TASK INSTRUCTIONS. Starting with the line that contains "PR #535, opened 2020-05-05" and stopping after the line that contains "So unless I", copy the entries below exactly. Include nothing else.

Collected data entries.
-=-=-
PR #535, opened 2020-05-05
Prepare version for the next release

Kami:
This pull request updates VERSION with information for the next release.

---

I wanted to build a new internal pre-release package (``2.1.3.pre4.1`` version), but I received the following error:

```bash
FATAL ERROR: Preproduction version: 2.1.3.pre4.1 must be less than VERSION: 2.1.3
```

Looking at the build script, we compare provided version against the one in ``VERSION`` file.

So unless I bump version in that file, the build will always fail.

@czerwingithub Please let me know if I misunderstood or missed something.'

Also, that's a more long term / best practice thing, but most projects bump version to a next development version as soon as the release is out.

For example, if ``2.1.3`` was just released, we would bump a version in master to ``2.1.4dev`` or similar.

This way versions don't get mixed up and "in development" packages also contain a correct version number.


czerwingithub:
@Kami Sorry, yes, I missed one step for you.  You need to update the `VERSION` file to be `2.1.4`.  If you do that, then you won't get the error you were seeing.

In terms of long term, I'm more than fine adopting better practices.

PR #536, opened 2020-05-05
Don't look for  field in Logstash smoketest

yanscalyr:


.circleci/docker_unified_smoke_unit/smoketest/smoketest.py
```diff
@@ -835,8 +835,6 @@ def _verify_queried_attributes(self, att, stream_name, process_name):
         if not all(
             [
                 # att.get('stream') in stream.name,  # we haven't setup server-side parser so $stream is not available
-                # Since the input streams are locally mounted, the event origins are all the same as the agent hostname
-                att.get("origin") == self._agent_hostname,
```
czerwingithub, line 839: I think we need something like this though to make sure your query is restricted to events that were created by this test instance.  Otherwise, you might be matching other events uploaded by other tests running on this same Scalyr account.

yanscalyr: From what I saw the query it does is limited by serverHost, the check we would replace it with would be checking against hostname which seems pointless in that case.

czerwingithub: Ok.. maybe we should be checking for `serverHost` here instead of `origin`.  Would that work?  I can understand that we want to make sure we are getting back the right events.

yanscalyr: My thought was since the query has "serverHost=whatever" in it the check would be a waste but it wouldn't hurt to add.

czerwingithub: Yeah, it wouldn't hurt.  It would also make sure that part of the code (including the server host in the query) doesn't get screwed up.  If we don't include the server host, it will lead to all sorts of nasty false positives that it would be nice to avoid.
-=-=-
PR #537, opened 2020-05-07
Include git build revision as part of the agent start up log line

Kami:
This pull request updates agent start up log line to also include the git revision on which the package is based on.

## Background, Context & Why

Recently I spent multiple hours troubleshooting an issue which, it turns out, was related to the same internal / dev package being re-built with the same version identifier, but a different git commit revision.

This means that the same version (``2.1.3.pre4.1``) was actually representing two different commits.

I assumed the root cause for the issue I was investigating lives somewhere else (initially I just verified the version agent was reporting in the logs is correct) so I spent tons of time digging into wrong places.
-=-=-
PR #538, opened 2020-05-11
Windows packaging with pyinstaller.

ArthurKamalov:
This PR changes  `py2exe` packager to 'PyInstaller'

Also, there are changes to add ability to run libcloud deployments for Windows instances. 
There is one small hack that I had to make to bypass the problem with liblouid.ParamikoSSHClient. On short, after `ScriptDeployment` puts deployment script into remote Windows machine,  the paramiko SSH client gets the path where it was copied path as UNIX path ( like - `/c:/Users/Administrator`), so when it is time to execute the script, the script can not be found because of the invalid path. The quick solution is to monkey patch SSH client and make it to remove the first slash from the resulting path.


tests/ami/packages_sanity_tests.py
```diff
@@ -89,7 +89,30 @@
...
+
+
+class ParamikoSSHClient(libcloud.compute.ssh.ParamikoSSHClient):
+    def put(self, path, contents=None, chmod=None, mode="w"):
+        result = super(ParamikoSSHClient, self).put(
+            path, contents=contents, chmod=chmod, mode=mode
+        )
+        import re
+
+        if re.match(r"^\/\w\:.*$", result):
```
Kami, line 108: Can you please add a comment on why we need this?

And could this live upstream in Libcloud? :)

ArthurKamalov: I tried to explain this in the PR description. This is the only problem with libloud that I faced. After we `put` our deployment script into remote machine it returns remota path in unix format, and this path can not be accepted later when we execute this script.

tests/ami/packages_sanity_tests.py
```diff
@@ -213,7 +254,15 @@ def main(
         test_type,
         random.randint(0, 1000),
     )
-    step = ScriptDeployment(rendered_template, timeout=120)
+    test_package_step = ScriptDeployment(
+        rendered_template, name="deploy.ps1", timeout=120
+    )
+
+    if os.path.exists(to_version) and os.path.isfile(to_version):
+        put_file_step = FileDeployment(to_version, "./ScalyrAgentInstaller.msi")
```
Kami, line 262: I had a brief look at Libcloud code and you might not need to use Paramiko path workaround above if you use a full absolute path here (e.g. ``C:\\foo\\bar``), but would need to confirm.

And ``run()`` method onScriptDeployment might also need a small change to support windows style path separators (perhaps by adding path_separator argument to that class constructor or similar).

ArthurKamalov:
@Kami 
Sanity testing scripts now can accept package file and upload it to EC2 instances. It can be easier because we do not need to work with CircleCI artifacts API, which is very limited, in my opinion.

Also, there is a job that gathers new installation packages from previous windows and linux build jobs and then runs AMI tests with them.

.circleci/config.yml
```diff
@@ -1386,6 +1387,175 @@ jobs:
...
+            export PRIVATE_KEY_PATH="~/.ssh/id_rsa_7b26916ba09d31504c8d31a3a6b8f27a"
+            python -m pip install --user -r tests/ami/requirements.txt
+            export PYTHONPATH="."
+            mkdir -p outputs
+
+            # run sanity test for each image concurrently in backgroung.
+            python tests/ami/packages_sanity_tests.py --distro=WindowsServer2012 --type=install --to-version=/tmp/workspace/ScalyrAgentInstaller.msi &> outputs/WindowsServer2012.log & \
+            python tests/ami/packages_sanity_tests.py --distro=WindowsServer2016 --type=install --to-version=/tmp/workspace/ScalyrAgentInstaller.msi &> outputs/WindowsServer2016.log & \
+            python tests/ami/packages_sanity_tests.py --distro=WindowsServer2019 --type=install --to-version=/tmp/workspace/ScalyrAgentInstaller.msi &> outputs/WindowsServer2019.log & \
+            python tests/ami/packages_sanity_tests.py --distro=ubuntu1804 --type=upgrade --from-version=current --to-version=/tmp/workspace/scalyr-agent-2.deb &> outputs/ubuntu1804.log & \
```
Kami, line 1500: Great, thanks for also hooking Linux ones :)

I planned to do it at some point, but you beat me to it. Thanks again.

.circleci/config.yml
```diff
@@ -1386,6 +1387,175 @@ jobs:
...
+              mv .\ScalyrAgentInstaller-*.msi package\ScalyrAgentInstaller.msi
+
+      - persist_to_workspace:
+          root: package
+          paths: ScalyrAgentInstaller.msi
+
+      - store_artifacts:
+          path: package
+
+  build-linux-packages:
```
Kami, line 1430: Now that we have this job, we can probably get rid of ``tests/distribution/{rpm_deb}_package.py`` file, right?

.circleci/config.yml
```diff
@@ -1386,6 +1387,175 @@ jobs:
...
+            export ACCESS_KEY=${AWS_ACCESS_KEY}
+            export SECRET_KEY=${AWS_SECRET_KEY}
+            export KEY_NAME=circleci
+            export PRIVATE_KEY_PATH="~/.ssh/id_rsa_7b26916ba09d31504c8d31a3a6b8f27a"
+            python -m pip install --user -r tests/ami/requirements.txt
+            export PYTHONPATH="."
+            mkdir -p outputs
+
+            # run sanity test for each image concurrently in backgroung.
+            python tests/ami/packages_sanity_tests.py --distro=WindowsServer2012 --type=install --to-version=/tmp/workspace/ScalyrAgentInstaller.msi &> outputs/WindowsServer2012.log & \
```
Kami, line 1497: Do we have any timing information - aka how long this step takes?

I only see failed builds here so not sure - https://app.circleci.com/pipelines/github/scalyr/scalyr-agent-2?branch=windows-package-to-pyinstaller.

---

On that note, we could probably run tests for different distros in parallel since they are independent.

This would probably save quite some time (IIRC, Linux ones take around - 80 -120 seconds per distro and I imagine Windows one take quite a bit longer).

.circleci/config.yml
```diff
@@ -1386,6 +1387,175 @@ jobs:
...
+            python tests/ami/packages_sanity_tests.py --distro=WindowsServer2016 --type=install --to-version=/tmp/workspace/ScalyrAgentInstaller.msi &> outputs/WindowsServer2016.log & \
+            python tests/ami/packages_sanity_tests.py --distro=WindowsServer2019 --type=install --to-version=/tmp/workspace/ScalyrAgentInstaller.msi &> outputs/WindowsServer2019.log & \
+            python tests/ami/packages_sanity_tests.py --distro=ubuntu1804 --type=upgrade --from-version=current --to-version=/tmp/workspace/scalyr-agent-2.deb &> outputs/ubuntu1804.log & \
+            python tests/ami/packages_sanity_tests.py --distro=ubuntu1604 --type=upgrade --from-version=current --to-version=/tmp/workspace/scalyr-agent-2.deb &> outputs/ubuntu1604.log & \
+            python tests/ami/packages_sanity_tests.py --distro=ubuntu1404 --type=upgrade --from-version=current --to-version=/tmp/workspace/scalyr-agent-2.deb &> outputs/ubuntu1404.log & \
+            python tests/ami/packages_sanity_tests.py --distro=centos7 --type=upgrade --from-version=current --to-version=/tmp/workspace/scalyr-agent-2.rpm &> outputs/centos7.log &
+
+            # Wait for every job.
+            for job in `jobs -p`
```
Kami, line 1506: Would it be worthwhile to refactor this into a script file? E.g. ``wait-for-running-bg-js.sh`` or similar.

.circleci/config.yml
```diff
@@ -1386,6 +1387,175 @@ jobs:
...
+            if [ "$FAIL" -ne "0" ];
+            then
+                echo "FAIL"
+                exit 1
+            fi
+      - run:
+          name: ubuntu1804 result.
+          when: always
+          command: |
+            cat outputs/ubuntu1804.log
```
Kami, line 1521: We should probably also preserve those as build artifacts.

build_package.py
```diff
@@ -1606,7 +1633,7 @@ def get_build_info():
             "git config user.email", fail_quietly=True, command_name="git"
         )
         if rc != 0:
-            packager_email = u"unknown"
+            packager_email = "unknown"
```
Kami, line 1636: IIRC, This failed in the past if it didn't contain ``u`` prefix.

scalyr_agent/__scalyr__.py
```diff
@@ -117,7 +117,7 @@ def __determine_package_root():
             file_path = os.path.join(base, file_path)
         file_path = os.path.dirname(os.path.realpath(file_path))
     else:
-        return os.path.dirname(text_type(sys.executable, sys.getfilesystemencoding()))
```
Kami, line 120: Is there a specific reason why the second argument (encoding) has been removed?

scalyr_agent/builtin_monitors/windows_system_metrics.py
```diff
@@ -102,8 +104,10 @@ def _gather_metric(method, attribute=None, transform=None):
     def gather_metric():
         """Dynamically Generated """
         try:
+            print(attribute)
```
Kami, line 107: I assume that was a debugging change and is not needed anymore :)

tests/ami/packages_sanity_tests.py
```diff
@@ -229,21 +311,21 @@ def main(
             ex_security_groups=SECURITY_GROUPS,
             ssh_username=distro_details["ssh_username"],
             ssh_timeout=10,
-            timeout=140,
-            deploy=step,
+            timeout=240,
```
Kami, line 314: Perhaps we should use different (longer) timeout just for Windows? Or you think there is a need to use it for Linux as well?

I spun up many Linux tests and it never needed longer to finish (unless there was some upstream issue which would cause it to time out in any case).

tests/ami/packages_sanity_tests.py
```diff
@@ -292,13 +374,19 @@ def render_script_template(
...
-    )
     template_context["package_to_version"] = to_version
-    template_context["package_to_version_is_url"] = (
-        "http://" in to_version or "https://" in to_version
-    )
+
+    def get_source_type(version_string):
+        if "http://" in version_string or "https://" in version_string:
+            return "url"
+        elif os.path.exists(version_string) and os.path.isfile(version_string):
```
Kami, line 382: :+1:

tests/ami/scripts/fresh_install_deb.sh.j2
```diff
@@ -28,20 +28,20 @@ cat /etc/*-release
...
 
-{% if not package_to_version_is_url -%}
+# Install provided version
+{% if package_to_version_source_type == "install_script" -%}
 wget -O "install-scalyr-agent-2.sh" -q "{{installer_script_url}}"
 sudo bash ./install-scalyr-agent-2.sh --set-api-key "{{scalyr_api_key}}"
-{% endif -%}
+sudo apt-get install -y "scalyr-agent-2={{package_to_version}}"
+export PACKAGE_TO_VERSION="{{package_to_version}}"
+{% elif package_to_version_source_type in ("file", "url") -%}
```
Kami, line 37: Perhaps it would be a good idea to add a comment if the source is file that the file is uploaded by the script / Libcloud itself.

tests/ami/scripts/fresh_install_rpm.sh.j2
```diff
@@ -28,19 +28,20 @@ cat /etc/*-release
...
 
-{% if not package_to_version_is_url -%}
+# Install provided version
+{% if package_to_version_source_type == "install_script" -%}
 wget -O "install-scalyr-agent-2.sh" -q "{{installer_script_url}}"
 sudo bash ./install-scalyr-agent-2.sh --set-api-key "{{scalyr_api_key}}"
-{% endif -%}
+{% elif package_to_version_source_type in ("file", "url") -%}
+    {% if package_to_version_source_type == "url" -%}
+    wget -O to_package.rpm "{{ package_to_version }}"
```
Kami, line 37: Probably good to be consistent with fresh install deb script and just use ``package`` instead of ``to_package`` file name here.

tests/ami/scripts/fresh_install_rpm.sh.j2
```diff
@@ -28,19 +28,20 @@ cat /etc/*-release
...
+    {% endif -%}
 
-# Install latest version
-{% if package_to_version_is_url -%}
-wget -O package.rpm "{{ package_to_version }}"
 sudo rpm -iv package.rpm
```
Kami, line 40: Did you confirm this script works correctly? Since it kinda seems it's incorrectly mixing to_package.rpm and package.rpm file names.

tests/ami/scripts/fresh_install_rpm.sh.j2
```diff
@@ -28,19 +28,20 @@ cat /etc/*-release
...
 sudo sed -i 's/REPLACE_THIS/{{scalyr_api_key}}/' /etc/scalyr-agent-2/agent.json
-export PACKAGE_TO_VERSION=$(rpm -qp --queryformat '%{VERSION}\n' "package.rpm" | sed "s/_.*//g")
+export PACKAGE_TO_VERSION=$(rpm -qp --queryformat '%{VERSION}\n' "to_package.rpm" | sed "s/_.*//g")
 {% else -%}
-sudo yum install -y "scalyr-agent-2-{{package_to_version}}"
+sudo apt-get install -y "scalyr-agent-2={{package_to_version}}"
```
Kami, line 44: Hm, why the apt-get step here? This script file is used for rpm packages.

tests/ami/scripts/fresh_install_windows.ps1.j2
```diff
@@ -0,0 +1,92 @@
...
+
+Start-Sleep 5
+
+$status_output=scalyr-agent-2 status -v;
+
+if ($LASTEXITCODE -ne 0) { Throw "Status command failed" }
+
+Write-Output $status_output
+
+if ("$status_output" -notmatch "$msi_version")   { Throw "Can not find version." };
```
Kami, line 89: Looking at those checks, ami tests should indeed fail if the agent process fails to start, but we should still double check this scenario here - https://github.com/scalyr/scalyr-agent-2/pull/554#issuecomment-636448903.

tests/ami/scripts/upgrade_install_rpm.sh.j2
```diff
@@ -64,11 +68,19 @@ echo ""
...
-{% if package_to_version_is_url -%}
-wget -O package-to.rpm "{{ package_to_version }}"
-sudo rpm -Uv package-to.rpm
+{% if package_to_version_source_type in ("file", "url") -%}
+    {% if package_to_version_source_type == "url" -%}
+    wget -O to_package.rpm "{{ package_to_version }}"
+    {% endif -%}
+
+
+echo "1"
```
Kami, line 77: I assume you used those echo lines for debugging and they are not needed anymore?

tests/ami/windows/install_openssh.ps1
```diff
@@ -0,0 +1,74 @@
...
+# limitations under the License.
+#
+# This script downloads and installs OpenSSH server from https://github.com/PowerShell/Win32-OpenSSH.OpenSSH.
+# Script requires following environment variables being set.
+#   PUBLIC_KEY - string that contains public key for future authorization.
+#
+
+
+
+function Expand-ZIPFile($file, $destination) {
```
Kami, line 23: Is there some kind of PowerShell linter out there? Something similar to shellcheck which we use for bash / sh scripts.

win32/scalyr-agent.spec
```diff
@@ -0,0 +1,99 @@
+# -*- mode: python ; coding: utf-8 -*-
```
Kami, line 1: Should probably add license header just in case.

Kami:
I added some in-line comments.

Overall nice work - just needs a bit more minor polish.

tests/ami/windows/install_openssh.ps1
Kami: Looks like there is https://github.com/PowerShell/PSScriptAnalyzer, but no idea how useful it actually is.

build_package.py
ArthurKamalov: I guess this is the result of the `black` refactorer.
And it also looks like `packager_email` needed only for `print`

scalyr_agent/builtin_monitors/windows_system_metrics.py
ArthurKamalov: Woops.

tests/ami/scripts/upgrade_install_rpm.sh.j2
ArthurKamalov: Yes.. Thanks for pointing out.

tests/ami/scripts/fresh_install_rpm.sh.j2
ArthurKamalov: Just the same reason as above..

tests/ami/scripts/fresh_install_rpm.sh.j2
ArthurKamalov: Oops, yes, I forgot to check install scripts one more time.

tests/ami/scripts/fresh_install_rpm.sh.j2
-=-=-
RESULT.
PR #535, opened 2020-05-05
Prepare version for the next release

Kami:
This pull request updates VERSION with information for the next release.

---

I wanted to build a new internal pre-release package (``2.1.3.pre4.1`` version), but I received the following error:

```bash
FATAL ERROR: Preproduction version: 2.1.3.pre4.1 must be less than VERSION: 2.1.3
```

Looking at the build script, we compare provided version against the one in ``VERSION`` file.

So unless I bump version in that file, the build will always fail.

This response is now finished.